Xiahong Feng - Current Research Interests in Stable Isotope Geochemistry

• Effect of Sea Ice on Arctic Precipitation
• Hydrogen and oxygen isotope studies of tree rings
• Oxygen and hydrogen isotopic compositions in leaf water
• Study of plants’ water used efficiency using C isotopes of tree rings
• Carbon and nitrogen cycles in plant-soil systems
• Isotope hydrology and hydrochemistry

Eric Posmentier at the DOE instrument platform for atmospheric studies in Barrow, AK. August 2008.

Effect of Sea Ice on Arctic Precipitation

It has recently been forecasted that Arctic summer sea ice may completely disappear sometime during this century. Sea ice is an indicator of and has an influence on the rest of the climate system. It has a strong, direct and well-documented effect on Arctic albedo and sea surface temperature, and enhances evaporation and the Arctic hydrologic cycle. The sea ice-evaporation/precipitation link is a fundamental component of climate dynamics, and has been cited as an essential element of global warming, abrupt climate change, Dansgaard-Oeschger events, the Pleistocene ice ages, and “snowball earth”. However, there are remarkably few measurements that quantify the fundamental link between the ice-free Arctic Ocean area and evaporation/precipitation. The objective of this project is to quantify how moisture evaporated from the Arctic Ocean and surrounding seas contributes to precipitation in the Arctic regions, and how such moisture supply is controlled by sea ice extent. We do t his by studying oxygen and hydrogen isotopic compositions in precipitation collected storm-by-storm at two Arctic stations, Barrow and Atqasuk, Alaska. More Arctic stations in Canada, Norway, Greenland, and Russia are under development for similar sampling programs. By looking at weather patterns and its evolution that are responsible to a given storm, we are determining what part of the ocean surface contributes to the moisture budget of the storm using D/H and 18 O/ 16 O ratios in the precipitation samples. The results will be interpreted for the individual influences of the ice-free area of the Arctic, of storm tracks, of atmospheric temperatures at both moisture sources and precipitation sites, and of circulation changes associated with the Arctic Oscillation and/or the North Atlantic Oscillation.
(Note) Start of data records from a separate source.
PR #301, opened 2020-03-19
Bindings installation on dev environment

fabricio-aguiar:
https://pulp.plan.io/issues/6221
ref #6221

### DIFF
--- a/docs/bindings.rst
+++ b/docs/bindings.rst
@@ -51,3 +51,26 @@ as a GET parameter. For example for ``pulp_ansible`` only endpoints use a query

This project will yield a quantitative understanding of the link between sea ice and moisture sources of Arctic precipitation, which is important in the study of climate dynamics on a wide range of time scales. It will also provide new data and insight for interpretations of climate information recorded in ice cores, which is relevant for testing global warming projections, abrupt global change scenarios, and ice age theories, as well as for further verification of climate models.